Charmaine Sharma of green technology company Observing Ecotech said that India does not have the manufacturing capacity to meet the current demand. “This capacity must be built and incentivised, so that entrepreneurs get into this sector. Increased taxation on Chinese imports will only hurt our own market growth until we can manufacture goods at the prices and efficiency currently available,” she told The Third Pole.
Jairaj concurred. “Without additional support for the broader sector, it is unlikely in this period of economic downturn and pandemic-related restrictions, that the customs duty increase alone will catalyse domestic manufacturing. For this to happen, India may need to explore additional support and incentives on both supply and demand sides.”
Kumar pointed out that India is a signatory to the Information Technology Agreement (ITA), which is enforced by the World Trade Organisation. The ITA commits 82 countries to zero taxes and tariffs on information technology products, including solar cells and modules. “So far, we are not in breach of the ITA since BCD has been zero for a long time. Any attempt to increase the BCD will mean breach of the ITA. So, it’s coming at a cost and we are backing off from the commitment made in the ITA – this is a policy hurdle that the Ministry of Finance will have to face next month when they decide on increasing the BCD. We expect them to go ahead, nevertheless.”

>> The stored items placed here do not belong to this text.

PR #79, opened 2017-05-09
Meta: use infra for lists and sets

foolip:
This also clarifies the description of top layer order somewhat.

***
[Preview](https://fullscreen.spec.whatwg.org/branch-snapshots/usa-infra/) | [Diff](https://s3.amazonaws.com/pr-preview/whatwg/fullscreen/48fdc4d...5077749.html)

### DIFF
--- a/fullscreen.bs
+++ b/fullscreen.bs
@@ -24,6 +24,8 @@ Boilerplate: omit feedback-header, omit conformance, omit index, omit idl-index
 spec:dom
     type:dfn; for:/; text:element
     type:interface; text:Document
+spec:infra
+    type:dfn; for:set; text:for each
 </pre>
 
 <pre class=anchors>
@@ -74,8 +76,8 @@ stated otherwise it is unset.
 and <a for="top layer">add</a> it to its <a>node document</a>'s <a>top layer</a>.
 
 <p>To <dfn>unfullscreen an <var>element</var></dfn>, unset <var>element</var>'s
-<a>fullscreen flag</a> and <a>iframe fullscreen flag</a> (if any), and <a for="top layer">remove</a>
-it from its <a>node document</a>'s <a>top layer</a>.
+<a>fullscreen flag</a> and <a>iframe fullscreen flag</a> (if any), and <a for=set>remove</a> it from
+its <a>node document</a>'s <a>top layer</a>.
 
 <p>To <dfn>unfullscreen a <var>document</var></dfn>,
 <a lt="unfullscreen an element">unfullscreen</a> all <a>elements</a>, within <var>document</var>'s
@@ -102,7 +104,7 @@ it from its <a>node document</a>'s <a>top layer</a>.
  that have their <a>fullscreen flag</a> set, in <a>shadow-including tree order</a>.
 
  <li>
-  <p>For each <var>node</var> in <var>nodes</var>, run these substeps:
+  <p><a>For each</a> <var>node</var> in <var>nodes</var>, run these substeps:
 
   <ol>
    <li><p>If <var>node</var> is its <a>node document</a>'s <a>fullscreen element</a>,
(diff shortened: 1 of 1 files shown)


fullscreen.bs
```diff
@@ -102,7 +105,7 @@ it from its <a>node document</a>'s <a>top layer</a>.
  that have their <a>fullscreen flag</a> set, in <a>shadow-including tree order</a>.
 
  <li>
-  <p>For each <var>node</var> in <var>nodes</var>, run these substeps:
+  <p><a>For each</a> <var>node</var> in <var>nodes</var>, run these substeps:
```
annevk: This needs a for attribute I think.

fullscreen.bs
```diff
@@ -229,18 +232,18 @@ these steps:
...
    <var>pending</var>.
 
    <li><p>While the first element in <var>fullscreenElements</var> is in a
-   <a>nested browsing context</a>, prepend its <a>browsing context container</a> to
+   <a>nested browsing context</a>, <a for=set>prepend</a> its <a>browsing context container</a> to
    <var>fullscreenElements</var>.
    <!-- cross-process -->
 
-   <li><p>Let <var>eventDocs</var> be an empty list.
+   <li><p>Let <var>eventDocs</var> be an empty <a>list</a>.
```
annevk: This can be a set as well?

fullscreen.bs
```diff
@@ -229,18 +232,18 @@ these steps:
...
 
    <li>
-    <p>For each <var>element</var> in <var>fullscreenElements</var>, in order, run these
+    <p><a>For each</a> <var>element</var> in <var>fullscreenElements</var>, run these
```
annevk: Needs a for attribute I think.

fullscreen.bs
```diff
@@ -252,16 +255,16 @@ these steps:
 
       <p class=note>No need to notify observers when nothing has changed.
 
-     <li><p>Otherwise, append <var>doc</var> to <var>eventDocs</var>.
+     <li><p>Otherwise, <a for=list>append</a> <var>doc</var> to <var>eventDocs</var>.
```
annevk: If we change eventDocs to be a set, this needs to change.

fullscreen.bs
```diff
@@ -252,16 +255,16 @@ these steps:
...
 
      <li><p>If <var>element</var> is <var>pending</var> and <var>pending</var> is an <{iframe}>
      <a>element</a>, then set <var>element</var>'s <a>iframe fullscreen flag</a>.
 
      <li><p><a lt="Fullscreen an element">Fullscreen <var>element</var></a> within <var>doc</var>.
     </ol>
 
-   <li><p>For each <var>doc</var> in <var>eventDocs</var>, in order, <a>fire an event</a> named
-   <code>fullscreenchange</code> on <var>doc</var>.
+   <li><p><a>For each</a> <var>doc</var> in <var>eventDocs</var>, <a>fire an event</a>
```
annevk: Needs a for attribute.

annevk: And a couple more of these below.

fullscreen.bs
```diff
@@ -496,11 +499,15 @@ following characteristics:
...
+<p>To <dfn export for="top layer">add</dfn> an <var>element</var> to a <var>top layer</var>,
+<a for=set>remove</a> it from <var>top layer</var> and then <a for=set>append</a> it to
+<var>top layer</var>.
+
+<p class=note>In other words, <var>element</var> is moved to the end of <var>top layer</var> if it
+is already present.
 
 <p>To <dfn export for="top layer">remove</dfn> an <var>element</var> from a <var>top layer</var>,
-remove <var>element</var> from <var>top layer</var>.
+<a for=set>remove</a> <var>element</var> from <var>top layer</var>.
```
annevk: Given that these are identical, perhaps we should no longer have a dedicated remove entry point?

foolip:
> A couple things around documents here will change though right if we change the setup in HTML? But maybe you're making this cleanup change first so that goes more smoothly.

Yeah, some of this will go away, some for loops will move, so I figured it's best to avoid those discussions in the real upcoming changes.

fullscreen.bs
foolip: Sure. I'm going to suggest removing it next, but let's not assume that's the final shape of the spec, more compat problems might revert it.

fullscreen.bs
foolip: Since only "for each" is used now, I've gone with "type:dfn; for:set; text:for each" to make the source a bit more readable.

fullscreen.bs
foolip: Doing that too.

fullscreen.bs
foolip: Sure, let's say that the top layer *is* an ordered set instead of that it *consists* of it, that'll make it natural to remove the extra remove layer.

foolip: Ugh, but HTML uses #top-layer-remove. Now I'm going to pretend that it's deliberate that top layer is an abstraction layer you have to go through in case we want to change what kind of data structure it is :)

foolip:
OK, https://github.com/whatwg/fullscreen/pull/79 and https://github.com/whatwg/html/pull/2650 good to go I think, but don't assume I didn't make mistakes :)

PR #81, opened 2017-05-10
Clarify what "collect documents to unfullscreen" returns

foolip:
Given that there is an "unfullscreen a document" operation, this
algorithm can easily be assumed to be the set of documents for which
that should be called, i.e., that all of the documents returned will
exit fully.

At the beginning of the animation frame task there's no guarantee that
doc still has a fullscreen element, but later in "unfullscreen exitDoc's
fullscreen element" it is assumed to have one. Fix this with an early
return.

***
[Preview](https://fullscreen.spec.whatwg.org/branch-snapshots/collect-documents-to-unfullscreen/) | [Diff](https://s3.amazonaws.com/pr-preview/whatwg/fullscreen/c8164af...ae151d8.html)

### DIFF
--- a/fullscreen.bs
+++ b/fullscreen.bs
@@ -320,6 +320,8 @@ could be an open <{dialog}> element.
   <ol>
    <li><p>Let <var>lastDoc</var> be <var>docs</var>'s last <a for=/>document</a>.
 
+   <li><p>Assert: <var>lastDoc</var>'s <a>fullscreen element</a> is not null.
+
    <li><p>If <var>lastDoc</var> is not a <a>simple fullscreen document</a>, <a>break</a>.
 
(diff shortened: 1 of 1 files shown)


foolip:
Updated the commit description with a pointer to https://github.com/w3c/web-platform-tests/pull/5872

annevk:
LGTM. Will let @upsuper review as well.

upsuper:
LGTM

foolip:
Volunteers to review https://github.com/w3c/web-platform-tests/pull/5872?

I won't be filing any browser bugs, because nobody supports promises yet.

foolip:
(I merged this first so that I can rebase https://github.com/whatwg/fullscreen/pull/65 and because I'm confident the test change will be fine.)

The government can get out of this problem by not imposing a customs duty but extending the safeguard duty instead. India’s Directorate General of Trade Remedies (DGTR) has recommended the extension of the safeguard duty for a year.
China was already on the list of countries that would face safeguard duty on solar imports. Now the DGTR has recommended that Thailand and Vietnam be added to this list, while Malaysia (where India also imports solar equipment from) should be dropped.